Jan. 18 (Bloomberg) -- Sun Life Financial Inc. and Khazanah Nasional Bhd. agreed to buy 98 percent of Aviva Plc and CIMB Group Holdings Bhd.’s Malaysian insurance joint venture for 1.8 billion Malaysian ringgit ($600 million).
Sun Life and Khazanah, Malaysia’s state investment fund, will each buy 49 percent of the firm from London-based Aviva and CIMB Group, the companies said in a statement today. CIMB Group will retain a 2 percent share. The price values CIMB-Aviva at 2.4 times its so-called embedded value at the first half of 2012.
“This transaction is perfectly aligned with our strategy for expanding our footprint in Asia,” Kevin Strain, president of Sun Life Financial Asia, said in the statement.
Malaysia’s insurance industry has been luring international players keen to expand in an economy that has defied the global slump with gross domestic product expanding by more than 5 percent for the five quarters through September. AIA Group Ltd., the third largest Asia-based insurer, agreed to buy ING Groep NV’s Malaysian operations and Zurich-based Ace Ltd. bought Jerneh Insurance Bhd. in 2010.

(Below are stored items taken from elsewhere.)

PR #455, opened 2026-04-24
PLT-1662 Run log retention workflow with codebuild default python 

mianava:
## 🎫 Ticket

PLT-1662

## 🛠 Changes

Leverages the codebuild runner's default python version to run the cloudwatch retention script. 
Allows the log retention script to be run from a branch against any chosen environment. This enables testing and validation. 

## ℹ️ Context

These changes were made to ensure operability of the cloudwatch retention script via github workflows which was not yet operable. 

## 🧪 Validation
This was validated by running until the validation checks. Before merging, we will run the apply on production cloudwatch log groups with approval of the team overseeing compliance.

### DIFF
--- a/.github/workflows/set-log-retention.yml
+++ b/.github/workflows/set-log-retention.yml
@@ -106,7 +106,36 @@ jobs:
           echo "**Download the \`retention-plan\` artifact from the bottom of this page before approving.**" >> "$GITHUB_STEP_SUMMARY"
           
 
-  # ── JOB 2: APPROVE (manual gate) ───────────────────────────────────────────
+  # ── JOB 2 & 3: NOTIFY & APPROVE (manual gate) ───────────────────────────────────────────
+  notify:
+    name: "Pending Approval – Review Plan Details Here"
+    needs: plan
+    if: needs.plan.outputs.has_changes == 'true'
+    runs-on: ubuntu-latest
+
+    steps:
+      - name: Post plan summary for reviewer
+        run: |
+          echo "## ⏳ Retention Plan Awaiting Approval"            >> "$GITHUB_STEP_SUMMARY"
+          echo ""                                                   >> "$GITHUB_STEP_SUMMARY"
+          echo "| Key | Value |"                                   >> "$GITHUB_STEP_SUMMARY"
+          echo "| --- | ----- |"                                   >> "$GITHUB_STEP_SUMMARY"
+          echo "| Plan file    | \`${{ needs.plan.outputs.plan_file }}\` |"       >> "$GITHUB_STEP_SUMMARY"
+          echo "| Target env   | \`${{ needs.plan.outputs.target_env }}\` |"      >> "$GITHUB_STEP_SUMMARY"
+          echo "| Generated at | \`${{ needs.plan.outputs.generated_at }}\` |"   >> "$GITHUB_STEP_SUMMARY"
+          echo "| Commands     | **${{ needs.plan.outputs.command_count }}** |"  >> "$GITHUB_STEP_SUMMARY"
+          echo ""                                                   >> "$GITHUB_STEP_SUMMARY"
+          echo "---"                                               >> "$GITHUB_STEP_SUMMARY"
+          echo "**Scroll and download the \`retention-plan\` artifact before approving.**" >> "$GITHUB_STEP_SUMMARY"
+          echo ""                                                   >> "$GITHUB_STEP_SUMMARY"
+          echo " Once reviewed, click **Review deployments** to approve or reject." >> "$GITHUB_STEP_SUMMARY"
+
+          # Also print to console log so it's visible in raw step output
+          echo "Plan file:    ${{ needs.plan.outputs.plan_file }}"
+          echo "Target env:   ${{ needs.plan.outputs.target_env }}"
+          echo "Generated at: ${{ needs.plan.outputs.generated_at }}"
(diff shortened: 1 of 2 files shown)


.github/workflows/set-log-retention.yml
```diff
@@ -11,7 +10,7 @@ on:
         required: false
         default: "180"
       target_env:
-        description: "Target environment string (e.g. prod, test, dev, sandbox)"
+        description: "Target environment string (e.g. ephemeral-prod, happy-test, nice-sandbox, dev)"
         required: true
         default: "prod"
```
jadudm: Is it good for scripts to default to "prod?" Is this only ever run in prod? If not, should it be defaulted to a value that does not work, or is a lower/safe environment, in case the flow misbehaves?

E.g. default to "TARGET_ENV_NOT_SET" as opposed to "prod"?

.github/workflows/set-log-retention.yml
```diff
@@ -21,56 +20,108 @@ permissions:
...
   plan:
-    name: "Plan – Generate Retention Plan"
-    runs-on: codebuild-cdap-${{ github.ref_name == 'main' && 'prod' || 'non-prod' }}-${{ github.run_id }}-${{ github.run_attempt }}
+    name: "Plan - Generate Retention Plan"
+    runs-on: >-
+      codebuild-cdap-${{
+        (github.event_name == 'schedule'
+          || contains(github.event.inputs.target_env, 'prod')
+          || contains(github.event.inputs.target_env, 'sandbox'))
+        && 'prod'
```
jadudm, line 35: What is the order of operations of 

A && B || C

in the above expression? Does it guarantee that A is chosen first, and if that is not true, we necessarily get B? Are we guaranteed left-to-right evaluation on boolean expressions in this environment? (I really don't know.)

Parentheses might provide guarantees, if it matters?

That is, should this be

(A && B) || C 

or 

A && (B || C)

?

.github/workflows/set-log-retention.yml
```diff
@@ -21,56 +20,108 @@ permissions:
...
+      target_env:    ${{ steps.meta.outputs.target_env }}
+      generated_at:  ${{ steps.meta.outputs.generated_at }}
+      runner_env:    ${{ steps.resolve.outputs.runner_env }}
 
     steps:
+      - name: Resolve environment tier
+        id: resolve
+        run: |
+          if [ "${{ github.event_name }}" == "schedule" ]; then
+            echo "runner_env=prod" >> "$GITHUB_OUTPUT"
```
jadudm, line 53: Should we explicitly exit 0 here? Or, is it assumed that the only error pathway is where we exit 1, and everything else is an acceptable outcome?

.github/workflows/set-log-retention.yml
```diff
@@ -21,56 +20,108 @@ permissions:
...
         uses: actions/checkout@de0fac2e4500dabe0009e67214ff5f5447ce83dd # v4.3.0
 
-      - name: Set up Python ${{ env.PYTHON_VERSION }}
-        uses: actions/setup-python@a309ff8b426b58ec0e2a45f0f869d46889d02405 # v5.2.0
-        with:
-          python-version: ${{ env.PYTHON_VERSION }}
+      - name: Check available Python
+        working-directory: ${{ github.workspace }}
+        run: |
+          python3 --version
```
jadudm: Is this just to output a value to the environment? This step is essentially a no-op, because it does not assert anything. Is it just so we see the path and version in the logs?

.github/workflows/set-log-retention.yml
```diff
@@ -21,56 +20,108 @@ permissions:
...
 
       - name: Collect metadata
         id: meta
+        working-directory: ${{ github.workspace }}/scripts/set_log_retention
         run: |
-          PLAN_FILE=$(ls retention-plan-*.json | head -n 1)
+          PLAN_FILE=$(ls retention-plan-*.json 2>/dev/null | head -n 1)
+
+          if [ -z "$PLAN_FILE" ]; then
+            echo "No retention plan file found in $(pwd)"
```
jadudm: Consistency question: should `pwd` be `PWD`?

.github/workflows/set-log-retention.yml
```diff
@@ -85,82 +136,113 @@ jobs:
...
-  # ── JOB 3: APPLY ───────────────────────────────────────────────────────────
+  # -- JOB 4: APPLY -----------------------------------------------------------
   apply:
-    name: "Apply – Execute Retention Policy Updates"
+    name: "Apply - Execute Retention Policy Updates"
     needs: [plan, approve]
     if: needs.plan.outputs.has_changes == 'true'
-    runs-on: codebuild-cdap-${{ github.ref_name == 'main' && 'prod' || 'non-prod' }}-${{ github.run_id }}-${{ github.run_attempt }}
+    runs-on: >-
+      codebuild-cdap-${{
```
jadudm: Same boolean question as above. Probably occurs in multiple places.

.github/workflows/set-log-retention.yml
mianava: I suppose it would serve for debugging, though at this point it does seem irrelevant. I had originally neglected that Python was on the codebuild runners by default, and was doing an install. I switched to check the version and in some ways this remains from that process. Removing.

jasonvinson (approved):

jadudm (approved):
I had some questions that were resolved via live conversation. None of them were showstopper questions to begin with. Approving in that those questions were resolved/answered.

Sun Life, Canada’s third-largest insurer, is seeking to expand in higher-growth markets as it exits some U.S. businesses such as variable annuities and individual life insurance.
For Aviva, the sale marks the latest step in a strategy to shed a third of its 58 businesses as it seeks to replenish capital that was depleted more than U.K. rivals during the European sovereign debt crisis. The sale will increase its economic capital surplus ratio by 2 percentage points to 171 percent of its regulatory requirements.
Aviva was little changed at 368 pence in London trading, giving the company a market value of 10.8 billion pounds ($17.3 billion).
Khazanah is the largest shareholder in Kuala Lumpur-based CIMB with 29.9 percent of the bank, data compiled by Bloomberg show. Toronto-based Sun Life and CIMB already operate an insurance joint venture in Indonesia that was started in 2009.
At 2.4 times embedded value, a measure of an insurer’s future profits, the price is higher than the 1.8 times AIA agreed to pay for ING’s Malaysian business in October. The sale was for 1.3 billion euros ($1.7 billion), AIA’s largest acquisition as a public company.
“We are able to enter a sector in Malaysia and eventually build a footprint into the region of a very good sector, which is life insurance,” Azman Mokhtar, Khazanah’s managing director, told reporters in Kuala Lumpur. “This is a good way to play rising incomes.”
Khazanah said the value of its holdings rose 24 percent last year after selling shares in companies, including Asia’s biggest hospitals operator IHH Healthcare Bhd. The net asset value of its investments climbed to 86.9 billion ringgit at the end of 2012 from 70 billion ringgit a year earlier, the Kuala Lumpur-based fund said in a statement today.